Any time I see either of these, it's end-of-thread-time.

------
lostlogin
Is this really relevant to Hacker News? What does it have to do with hacking?

------
asdashopping
Another thing that annoys me is people citing articles using numbered
references beginning with 0 ([0][1]...)

I can _maybe_ understand the point of using numbered references like this
(although honestly it barely affects readability having links inline) but
you're not a computer. It just comes across as pretentious when you start
counting at 0 as though you're referencing an array of references or
something. We get that you Know Computers.

------
DanielBMarkham
Meh. Not so much.

The problem here is the difference between a conversation and a mob of
emotional ranters (And I plead guilty to being in the latter category many
times). Most of these comments are meant to provide _context_.

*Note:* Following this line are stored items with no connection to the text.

PR #248, opened 2022-01-10
readme files for api and job

ms4952:
We need to convert Python jobs, api pages  into the readmes , to add to  make_md.py for creating doc pages


nathanballou (approved):
LGTM

PR #255, opened 2022-01-11
adding shortlinks

nathanballou:
Added shortlinks to descriptions of api, dashboard, and job examples for both R and Python


jnolis (approved):
Approved, but just to save space can we change all of these to the shorter `Learn more at:` rather than like `Read more about Python API deployments:`. Just saves screen real estate.

Also, can this be rebased to `release-2021.01.06`

PR #257, opened 2022-01-12
Change path to be absolute and called path

jsignell:
Once https://github.com/saturncloud/recipes/pull/9 is merged we can cut a new recipes branch and then this should pass.


jsignell:
Ok this is passing and ready for merge

forana (approved):

PR #325, opened 2022-02-28
examples supporting practical dask presentation

nathanballou:
Adds examples for the using Dask in practice presentation. Two separate folders for the two separate recipe specifications. Uses shared folders in it's current iteration, so we may need to make modifications.


jnolis (approved):
I'm not going to do a deep review because this really is just to support your presentation so you have a broad flexibility here. That said it is failing the tests so that should be fixed.

jsignell:
Is this still in progress or can we close?

PR #328, opened 2022-03-02
Update images to 2022.03.01

forana:
Updating the images to the newly-built `2022.03.01` tags.


jsignell:
I have thought about this a bit and I think we should run integration tests against this branch to get a sense whether or not this is safe to merge.

jsignell (approved):

PR #338, opened 2022-03-18
update SSH instructions for load files

nathanballou:
Changes the ssh instructions from Credentials to Settings in the examples


jnolis (changes requested):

The author seems to forget that it's much better to have a reasonable
conversation in context than it is to simply wander far afield on whatever the
outrage of the day is. Correlation does not equal context. Companies are there
to provide shareholder value. Google doesn't owe you anything. And so on. Yes,
these can be throwaway catchphrases (bumper stickers), but hell, I'd rather
have the usual half-dozen bumper stickers and then talk reasonably about
something that try to un-fuck a conversation built of some bullshit fallacy
with somebody talking very emotionally about things about which they aren't
fully informed.

We make the mistake over and over again of rewarding emotional content, not
useful content. I'd argue this post is a prime example of that. The reason the
same phrases come back again and again is that we continue to make the same
cognitive mistakes again and again. Ignoring that won't make it go away.

------
shaggyfrog
> What comments bother you the most?

How about you do one for story submissions? #1 on the list can be ones whose
titles are link-baiting "N Xs that Y" types.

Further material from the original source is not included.